Well, that's a minor problem compared with the popular anglicised transcriptions like that one: -*ый *as -*yy. *People who don't know at least some Russian are never going to understand how sth like this is pronouced.

I have a question: I always wondered why Russian is so often transcribed using English alphabet instead of Polish, Czech or Slovak, which are way more compatibile with it (esp. Polish, since it has a lot of different soft consonants like ś, ź, ć, etc., hard "sz", hard "y" and Czech lacks all the diphthongs Russian has) and all the forms would be perfecly differentiated: Wania, Wani, Wanie.


----------



## ahvalj

Karton Realista said:


> I have a question: I always wondered why Russian is so often transcribed using English alphabet instead of Polish, Czech or Slovak, which are way more compatibile with it (esp. Polish, since it has a lot of different soft consonants like ś, ź, ć, etc., hard "sz", hard "y" and Czech lacks all the diphthongs Russian has) and all the forms would be perfecly differentiated: Wania, Wani, Wanie.

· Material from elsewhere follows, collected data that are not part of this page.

PR #175, opened 2016-08-02
Upstream bugs

ari3s:
Upstream bugs related to

- python-django-openid-auth (there is not considered that python3-openid is available for Python 3)

- python-restkit

### DIFF
--- a/data/upstream.yaml
+++ b/data/upstream.yaml
@@ -395,6 +395,11 @@ python-django-haystack:
   links:
     homepage: http://haystacksearch.org/
     repo: https://pypi.python.org/pypi/django-haystack/2.5.0
+python-django-openid-auth:
+  links:
+    homepage: https://launchpad.net/django-openid-auth
+    repo: https://pypi.python.org/pypi/django-openid-auth
+    bug: https://caniusepython3.com/project/django-openid-auth
 python-django-pipeline:
   status: released
   links:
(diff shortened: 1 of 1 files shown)


data/upstream.yaml
```diff
@@ -395,6 +395,11 @@ python-django-haystack:
   links:
     homepage: http://haystacksearch.org/
     repo: https://pypi.python.org/pypi/django-haystack/2.5.0
+python-django-openid-auth:
+  links:
+    homepage: https://launchpad.net/django-openid-auth
+    repo: https://pypi.python.org/pypi/django-openid-auth
+    bug: https://caniusepython3.com/project/django-openid-auth
```
encukou: Sorry for the delay (blame summer!)

Where does the caniusepython3.com link come from? As far as I can see it's not linked from the project.

ari3s:
You can see more information at [1].

As I checked the last available version of python-django-openid-auth at the repo [2], there is the blocker [3] presented in the source code.

[1] https://pypi.python.org/pypi/caniusepython3
[2] https://pypi.python.org/pypi/python-openid/2.2.5
[3] https://caniusepython3.com/project/django-openid-auth

encukou:
But python-openid is ported, in a fork [1] [2].
Where does the django-openid-auth source link to caniusepython3? It should be fixed there.

I submitted the python-openid fork to caniusepython3 [3], so on their next update it should no longer be marked as  blocked there.

[1] http://fedora.portingdb.xyz/pkg/python-openid/
[2] https://github.com/necaris/python3-openid
[3] https://github.com/brettcannon/caniusepython3/pull/153/files

ari3s:
As I know there is no direct link from django-openid-auth project, so the bug can be ignored.

encukou:
OK, thanks for clearing that up, and sorry for the misunderstanding.

PR #176, opened 2016-08-02
Dead upstream packages

ari3s:


data/fedora-update.yaml
```diff
@@ -449,18 +455,73 @@ python-django-dpaste:
       Project is retired, replaced by not-yet-packaged `dpaste`
     links:
       homepage: https://pypi.python.org/pypi/django-dpaste/0.2.4
+python-django-dynamite:
+    dead-upstream: true
+    links:
+      homepage: https://github.com/z4r/django-dynamite
+    note: |
+      Not maintained since 2009
```
encukou: Where does `2009` come from? There was a "0.4" release in 2011.

ari3s: You are right, it is a typo. The latest activity was there in 2012. Thanks for your check. Please could you make the small correction in the note directly?

encukou: Sure. The problem is that the year seems off on lots of packages in this PR. So I'm curious how you decide on the years.

ari3s:
I used last commits at referenced homepages, or in the case of python-batchhttp where such a commit was not relevant to its newest available version (on PyPI) then it is this version year.

However, there is a additional typo at python-django-typepadapp where the year should be 2010.

encukou:
I've changed the wording to "last upstream commit" or "last release" to make it clearer. I'd like to use "not maintained" and similar wordings in cases where the author explicitly says it's abandoned.

Thanks for gathering the information!

PR #184, opened 2016-08-25
Update status on fabric

rodrigc:
I submitted https://bugzilla.redhat.com/show_bug.cgi?id=1370016 to request that Fedora use @mathiasertl 's [Python 3 compatible fork of fabric](https://github.com/mathiasertl/fabric).

### DIFF
--- a/data/fedora.json
+++ b/data/fedora.json
@@ -5662,9 +5662,9 @@
     ],
     "links": {
       "bug": [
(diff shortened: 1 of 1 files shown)


encukou:
Hi! Thanks for filing the issue!
I added `PYTHON3` as a blocker in Bugzilla, so this was picked up by the update script.
If you need to change anything more, please do it in `fedora-update.yaml`. The json file is generated automatically.

PR #185, opened 2016-09-03
python-landslide's active fork available

ari3s:


encukou:
Sorry, this is not in scope for portingdb.
The original python-landslide is already py3-compatible upstream. Darkslide is not a fork that adds Python 3 compatibility, but one that fixes bugs and adds  – and even removes! – features.

Anyone can package Darkslide for Fedora, and perhaps the landslide maintainer would want to orphan landslide after that. But portingdb is not the place to suggest that people should switch to Darkslide.

PR #194, opened 2016-11-08
Two additional packages py3 compatible

ari3s:
- `python-openstack-nose-plugin`: it is works in Ubuntu [[http://packages.ubuntu.com/xenial/python3-openstack.nose-plugin](url)]
- `python-webpy`

### DIFF
--- a/data/upstream.yaml
+++ b/data/upstream.yaml
@@ -577,6 +577,10 @@ python-oslo-vmware:
   status: released
   links:
     homepage: https://pypi.python.org/pypi/oslo.vmware
+python-openstack-nose-plugin:
+  status: released
+  links:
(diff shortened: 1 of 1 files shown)


encukou:
Thanks Honza!
I see these are `idle`, not `blocked`, so we should file Bugzillas for these rather than just marking them in portingdb.

@irushchyshyn, can you file the Bugzillas (or tag existing ones, if there are any)?

irushchyshyn:
@encukou Ok, will do.

irushchyshyn:
Created Bugzillas:
https://bugzilla.redhat.com/show_bug.cgi?id=1393781
https://bugzilla.redhat.com/show_bug.cgi?id=1393840

PR #198, opened 2016-11-11
freeipa is upstream Python 3 available

Krejdom:


encukou:
Not really. There's some support, but it's broken (untested).
FreeIPA is a bit of a special snowflake :)

PR #199, opened 2016-11-11
Added python-tgext-admin and python-tgext-crud

ari3s:
`python-tgext-admin`: [https://pypi.python.org/pypi/tgext.admin/](https://pypi.python.org/pypi/tgext.admin/)
`python-tgext-crud`: [https://pypi.python.org/pypi/tgext.crud/](https://pypi.python.org/pypi/tgext.crud/)


encukou:
Thank you, Honza!

Fixed YAML syntax and merged as #974c425.

PR #201, opened 2016-11-15
Update Fedora data

irushchyshyn:
**_Changes:_**
idle -> mispackaged (3)
    `python-sprox`
    `python-tgext-admin`
    `python-tgext-crud`

Created Bugzilla tickets for packages in 974c425c15a72e304be0441daa076a4a4a7874a5 and `python-sprox` which is their dependency and supports Python 3 as well.


encukou:
We usually don't open bugs for packages that don't have all dependencies ported *in Fedora* already. I guess it's not a big deal here, since they all have the same maintainer.

Could you mention in the two bugs that `python-sprox` needs to be updated first, and make the `python-sprox` bug block them?

irushchyshyn:
@encukou Thanks for letting me know. Updated the bugs.

PR #207, opened 2016-11-29
livecd-tools has been ported to DNF and Python 3

Conan-Kudo:
The pull request is under review.


encukou:
Wow, that looks like a solid amount of work. Thanks for helping the port!

Conan-Kudo:
@encukou I'm glad to! :)

PR #213, opened 2016-12-15
Remove the in-progress  status in favor of more visible Bugzilla last-change date

encukou:
The `in-progress` status isn't really useful, since it mostly tracks when people signed up to do some work – which doesn't necessarily mean they'll actually do the work in finite time.

Stop generating `in-progress`, hide it (along with any other unused statuses) from the main page, and instead show the table from http://portingdb-encukou.rhcloud.com/mispackaged/ right on the main page.

### DIFF
--- a/dnf-plugins/py3query.py
+++ b/dnf-plugins/py3query.py
@@ -288,10 +288,8 @@ class Py3QueryCommand(dnf.cli.Command):
                         r.setdefault('tracking_bugs', []) \
                                 .append(BUGZILLA_BUG_URL.format(tb))
 
-                if any(tb in bug.blocks for tb in MISPACKAGED_TRACKER_BUG_IDS):
-                    if r.get('status') == 'idle' and bug.status != 'NEW':
-                        r['status'] = 'in-progress'
-                    elif r.get('status') == 'idle' and bug.status == 'NEW':
+                if (any(tb in bug.blocks for tb in MISPACKAGED_TRACKER_BUG_IDS)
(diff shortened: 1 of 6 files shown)


encukou:
@irushchyshyn, does this look OK?

dnf-plugins/py3query.py
```diff
@@ -289,9 +289,7 @@ def key(bug):
                                 .append(BUGZILLA_BUG_URL.format(tb))
 
                 if any(tb in bug.blocks for tb in MISPACKAGED_TRACKER_BUG_IDS):
-                    if r.get('status') == 'idle' and bug.status != 'NEW':
-                        r['status'] = 'in-progress'
-                    elif r.get('status') == 'idle' and bug.status == 'NEW':
+                    if r.get('status') == 'idle' and bug.status == 'NEW':
```
irushchyshyn: We probably no longer need to check if `bug.status == 'NEW'`, because all the packages that were displayed as `in-progress` will remain `idle`.

encukou:
I'd like to avoid removing/breaking URLs in existing apps.
In this case it's probably irrelevant since it looks like we lost the domain name, but still, removing without replacement is bad style.

I've made all internal links point to the section of the front page, though.

irushchyshyn:
Thanks for the changes and the explanation, makes sense.
Looks good to me 👍 
Am I entitled to merge?

irushchyshyn:
Merged!

PR #222, opened 2017-01-06
python-django-stopforumspam is upstream Python 3 available

ari3s:
Bugzilla can be open for python-django-stopforumspam, version 1.7, to provide a Python 3 package for Fedora.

The main reason is that the transliteration is just transliteration, a matter of convenience, not anything serious or official. The language has only one formal alphabet — the Cyrillic one. In the past, transliteration was performed differently for French and German (English wasn't a prestigious language until the twentieth century), so the same person may have written himself both _Pouchkine_ and _Puschkin _or_ Jiline _and _Shilin_. I transliterated yesterday the surname _Броушкин_ as _Breauhouchequine_  for fun. In the recent past, many scientists transcribed their surnames differently even in the papers written or translated into English (e. g. I have an older colleague who was both _Kirichkova_ and _Kiritchkova, _depending apparently from the moon phase). Some people use their own ways, e. g. not everybody can back-transliterate _Hvalj_ into Russian. So, it simply depends on the personal preferences, and since virtually nobody here (but me ) has any idea about the Polish or Czech orthographies, then… (I recall having seen a map of Moscow for the 1980 Olympics transliterated in the Czech manner, though).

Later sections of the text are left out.